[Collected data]

Issue #217, opened 2026-08-15
Phase B: cryptographic distributed engrams — off-chain commitment (scope resolved)


l33tdawg:
Split out of #182, which is closed as delivered. The connectome ladder there shipped in full; this proposal arrived later in that thread and was not covered by it.

Proposed by @ihubanov in [#182](https://github.com/l33tdawg/sage/issues/182#issuecomment-5297700447): make the distributed engram both **private and verifiable**, grounded in what is already in-tree, with the cost honestly accounted rather than hidden behind the visualization. That framing — naming the AppHash/app-version bump as the expensive part up front — is what made the scope question answerable before any design work.

## Scope question: RESOLVED — no consensus anchoring

**Design against an off-chain commitment. Do not touch AppHash or app version.**

Maintainer decision (@l33tdawg). The reasoning, recorded so nobody relitigates it:

SAGE federation is **2-of-2 by construction**. A federation cannot be provisioned from one side: host approval #1, then guest approval #2, which verifies the guest's signatures over the frozen attestation before the host broadcasts tx-33 and marks the treaty ACTIVE (`handleJoinConfirm`, `internal/federation/join_routes.go`). Both parties deliberately exchange codes and both must sign. On top of that, the treaty itself bounds exposure through `AllowedDomains` and `MaxClearance`, and app-v23 forwards the original caller proof for the remote node to verify independently.

So a peer can only ever assert things about data you **already consented to share with that specific peer**. If you knowingly federate with a bad actor, that is an operator problem, not a protocol problem — and it is not one that a consensus-anchored commitment would fix anyway, since the same operator chose the peer.

For completeness, the technical boundary this decision accepts, stated plainly so it is not discovered later as a surprise:

> Remote results arrive **already filtered by the SERVING peer's treaty enforcement** (its `AllowedDomains` + `MaxClearance` + committed-only)
> — `api/rest/memory_handler.go:2113`

The receiving node trusts that the serving peer filtered honestly and that the records are genuinely committed. A malicious peer could overstate a corroboration count, and the receiver could not detect it. **That is accepted.** The blast radius is a wrong picture in a visualization, within a scope the operator already agreed to expose to that peer — not a compromised chain, not a consensus fault, not a privacy leak beyond the treaty.

Anchoring the commitment on-chain would buy verifiability against a peer you chose, signed with, and bounded — at the price of a fork-class change to which transactions validate. That trade is not worth making.

## Constraints for the design

[...]

PR #218, opened 2026-08-15
chore: release v11.18.12

l33tdawg:
## Summary\n- bump every current release marker to exactly v11.18.12\n- publish release notes for agent-as-lobe engrams, exact dashboard SSE coverage, signed task creation, exact message attribution, and documentation guards\n- preserve the app-v26 consensus ceiling, Go 1.25.13 floor, current 33-tool MCP count, and historical release markers\n\n## Included merged work\n- #212 agent-as-lobe engrams\n- #214 dashboard SSE registry hardening\n- #215 signed task-status repair\n- #216 exact sender attribution\n- #208 documentation drift and citation guards\n\n## Local verification\n- npm test: 364/364\n- Python SDK: 174/174\n- go test ./...: pass with loopback permissions\n- go vet ./...: pass\n- go mod tidy -diff: clean\n- citation fixer: 0 repairs\n- git diff --check: clean\n\nDraft pending independent exact-head review and every hosted release gate.

PR #219, opened 2026-08-15
feat(cerebrum): distributed engrams — bridge a memory to the neurons that corroborate it

ihubanov:
## What

Phase B of #217, scoped to **off-chain** per your decision on the issue. Building on the agent-as-lobe view (#212), a bloomed engram is now bridged to the other neurons that have corroborated the same memory. Zoom into a neuron and its authored memories still bloom around it; a memory several agents also hold now renders as **one engram distributed across their cells** — the distributed engram #217 asked for.

The bridge is a faint `engram-bridge` link (styled below the neuron synapses so they stay dominant) from the engram to each corroborating neuron the viewer is cleared to see.

## Why off-chain, and why no commitment

#217 originally framed this as *cryptographic* distributed engrams. Walking that back to a pure read was the right call, and the reasoning is worth recording since it drove the whole design:

- The endpoint is a plain read of the **corroborations table** — the same source `/v1/dashboard/memory/engrams` already tallies for `corroboration_count`. Nothing new is anchored, nothing enters the AppHash, no app-version gate. It ships on an ordinary release.
- A Merkle/accumulator commitment's only value is proving the corroborator set *without trusting the serving node*. But that set is **already AppHash-covered by consensus**, so an off-chain root built by the same node is a weaker duplicate of a guarantee that already exists — and cross-peer it reconstructs exactly the read-time verifiability the #217 decision accepts not having (SAGE federation is 2-of-2 and treaty-bounded, so a peer only ever serves data the viewer already consented to). No threat model is left for it to serve. Raised and agreed on the issue before I built anything.

So the security here is **disclosure scope**, not cryptography.

## Safety — the connectome's existing both-endpoints guard, reused

A synapse edge in the connectome is disclosed only when **both** of its endpoints are visible to the caller (the guard `handleSynapses` applies, #181). A corroborator bridge is the same shape: the author's lobe is already visible to the viewer, so the corroborator is the **one** endpoint that must clear the check. A corroborator is bridged only when it is:

- **a registered neuron** — the neuron registry (`ListRegisteredAgents`) is the connectome's disclosure boundary; an identity absent from it is never named here either; and
- **visible to the caller** — under the same `(!seeAll && !visible[id])` RBAC filter, reusing the visibility set the neuron-visibility gate already builds.

A corroborator that fails either half is never named. It survives only inside `corroboration_count`, so `corroboration_count - len(corroborators)` is the anonymous remainder the view renders as "+N held elsewhere". `seeAll` (human dashboard) relaxes the RBAC half but **not** the neuron gate — the registry stays the boundary.

**Fail-closed:** with no neuron registry attached (or an unreadable one) the endpoint discloses **no** corroborators rather than risk naming an unconfirmed identity. The count is unaffected, so the lobe still conveys the memory is distributed; it just cannot draw the bridges.

**The count cannot silently truncate.** The "held across N" total is `GetCorroborationCounts` — a real `COUNT(DISTINCT agent_id)` — never the length of a bounded slice, so on the high-fan-out engrams the view exists to show it stays honest. The per-engram cap (`engramCorroboratorLimit = 12`) bounds the *drawn* edges, not the count. The author is excluded from the bridge set, so **N means one thing: distinct non-author agents who corroborated, of which the bridges are the visible-neuron subset.**

The corroboration read is skipped entirely for a memory with no corroborations (most have none), so a lobe of solitary memories costs no extra store reads.

## Index

`corroborations` had no index on its `memory_id` child FK (sqlite does not auto-index FK children), so the per-engram corroborator read — and the existing `GetCorroborationCounts` — was a full scan of every corroboration on the node. Adds `idx_corroborations_memory` on both backends (initSchema **and** the migration mirror on sqlite, and postgres), so the read is a seek. Pinned by a plan test run **WITHOUT ANALYZE** (SAGE never runs ANALYZE; a real node has no `sqlite_stat1`), matching `idx_memories_submitting_agent`.

## Client

- `mapEngrams` carries the server-disclosed `corroborators` through (defaults to `[]`, coerces a non-array to `[]`); the server has already RBAC-filtered them.
- `bloomEngrams` bridges the engram only to a corroborator that is **already rendered as a neuron** in the connectome, skipping a self-bridge to the author. Endpoints are node **objects**, not string ids, so the bridge resolves under the pinned layout with the link force nulled (#188).
- `stripBloom` clears `engram-bridge` links alongside the `focus` tethers on exit-focus; real synapses stay.

## ABCI determinism

Consensus path untouched. This is a dashboard-only read of the off-chain corroborations table and the agent registry — no `internal/abci`, no `internal/tx`, no FinalizeBlock code, no AppHash input, no app-version gate. The only `internal/store` change is an additive index (local storage, not consensus state). It cannot affect determinism.

## Tests

- `web/engrams_corroborators_test.go` — the headline disclosure property, written to **fail if either half of the guard is removed** (mutation-verified: dropping the RBAC check leaks the hidden peer; dropping the neuron intersection leaks the non-neuron corroborator). Covers: visible-only disclosure under scoped RBAC; `seeAll` human dashboard bridging every corroborating neuron while still withholding a non-neuron; fail-closed with no registry; and the per-engram bridge cap while `corroboration_count` keeps the true total (the truncation case, pinned).
- `internal/store/engram_index_test.go` — `idx_corroborations_memory` is declared on both backends (initSchema + migration + postgres), and the per-memory read SEARCHes via it (no full scan) WITHOUT ANALYZE.
- `scripts/connectome-engrams.test.mjs` — `mapEngrams` carries corroborators (and coerces malformed input to `[]`); `stripBloom` clears the transient `engram-bridge` links but keeps real synapses; `bloomEngrams` bridges only to a rendered neuron, using node objects (#188), and never self-bridges the author.

Part of the #217 line, following #212 (agent-as-lobe) and #188 (pinned-layout node objects).

### DIFF
--- a/docs/reference/rest-api.md
+++ b/docs/reference/rest-api.md
@@ -2253,7 +2253,7 @@ address resolved from a bounded legacy-status offline cache can be accepted
 locally while the peer is down. Delivery waits for that peer to return and pass
 the fresh live authorization preflight above.
 
-**Size caps → HTTP 413.** `payload` is capped at 256 KiB and `intent` at 8 KiB (`MaxPipeContentBytes`/`MaxPipeIntentBytes`, `internal/store/store.go:513-515`). The REST handler fast-fails an over-cap request with **413** before the store write; the store enforces the same caps at the `InsertPipeline` chokepoint (`internal/store/sqlite.go:6333` payload, `:6336` intent) as defense in depth, mapping `ErrPipePayloadTooLarge`/`ErrPipeIntentTooLarge` (`store.go:527-529`) to 413.
+**Size caps → HTTP 413.** `payload` is capped at 256 KiB and `intent` at 8 KiB (`MaxPipeContentBytes`/`MaxPipeIntentBytes`, `internal/store/store.go:513-515`). The REST handler fast-fails an over-cap request with **413** before the store write; the store enforces the same caps at the `InsertPipeline` chokepoint (`internal/store/sqlite.go:6338` payload, `:6341` intent) as defense in depth, mapping `ErrPipePayloadTooLarge`/`ErrPipeIntentTooLarge` (`store.go:527-529`) to 413.
 
 **Open-pipe quota → HTTP 429 + `Retry-After`.** A single verified agent identity may hold at most 256 non-terminal (pending or claimed) pipes open at once, and a node caps 10000 across all requesters (`MaxOpenPipesPerAgent`/`MaxOpenPipesGlobal`). An index-backed COUNT and its INSERT run under the same write critical section, so parallel sends cannot race past either cap. Over-quota inserts are rejected as **429 with `Retry-After`** (`ErrPipeQuotaPerAgent`/`ErrPipeQuotaGlobal`), keyed on the Ed25519-verified `from_agent`, not the spoofable rate-limit header. This mirrors the mempool-full recipe (see `GET /v1/chain/backpressure` below): treat it as backpressure and retry after the hinted interval, not as a per-agent rate-limit breach.
 
@@ -2475,7 +2475,7 @@ the result over the original agreement-bound return route
 | `source_pipe_id` | string | for foreign work | Stable source proof/event ID returned with the inbox item; prevents replying against stale foreign metadata |
 | `source_chain_id` | string | for foreign work | Exact local reply-source chain returned as `reply_source_chain_id` by the pipe status preflight; prevents another node relabeling the signed result |
 
-`result` is capped at 256 KiB (`MaxPipeContentBytes`, `store.go:513`); an over-cap submission is rejected **HTTP 413**, enforced both at the handler and at the `CompletePipeline` store chokepoint (`sqlite.go:6597`, mapping `ErrPipeResultTooLarge`).
+`result` is capped at 256 KiB (`MaxPipeContentBytes`, `store.go:513`); an over-cap submission is rejected **HTTP 413**, enforced both at the handler and at the `CompletePipeline` store chokepoint (`sqlite.go:6604`, mapping `ErrPipeResultTooLarge`).
 
 **Response** (HTTP 200):
 `{"status":"completed","journal_id":"<memory_id or empty>","journaled":true|false}`.
--- a/internal/store/engram_index_test.go
+++ b/internal/store/engram_index_test.go
@@ -6,6 +6,7 @@ import (
 	"os"
 	"strings"
 	"testing"
+	"time"
 
 	"github.com/stretchr/testify/require"
 )
@@ -26,6 +27,72 @@ func TestEngramIndexDeclaredOnBothBackends(t *testing.T) {
 	require.NoError(t, err)
 	require.Contains(t, string(pgSrc), "idx_memories_submitting_agent ON memories (submitting_agent, confidence_score)",
 		"postgres must declare the submitting_agent index too")
+}
+
+// TestCorroborationIndexDeclaredOnBothBackends mirrors the engram-index guard for
+// idx_corroborations_memory. The corroborations child FK column is not
+// auto-indexed by sqlite, so the CEREBRUM distributed-engram per-memory read
+// (and GetCorroborationCounts) would full-scan without it. It must be declared for
+// NEW databases (initSchema) AND EXISTING ones (the migration mirror) on sqlite,
+// and on postgres.
+func TestCorroborationIndexDeclaredOnBothBackends(t *testing.T) {
+	const idx = "idx_corroborations_memory ON corroborations(memory_id)"
+	sqlSrc, err := os.ReadFile("sqlite.go")
+	require.NoError(t, err)
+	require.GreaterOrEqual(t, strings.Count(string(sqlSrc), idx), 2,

What you are asked to do — Could you retype exactly the lines above, starting at the line that contains "or app version.**" and ending at the line that contains "Maintainer decision (@l33tdawg).", and nothing more?

Finished task —
**Design against an off-chain commitment. Do not touch AppHash or app version.**

Maintainer decision (@l33tdawg). The reasoning, recorded so nobody relitigates it:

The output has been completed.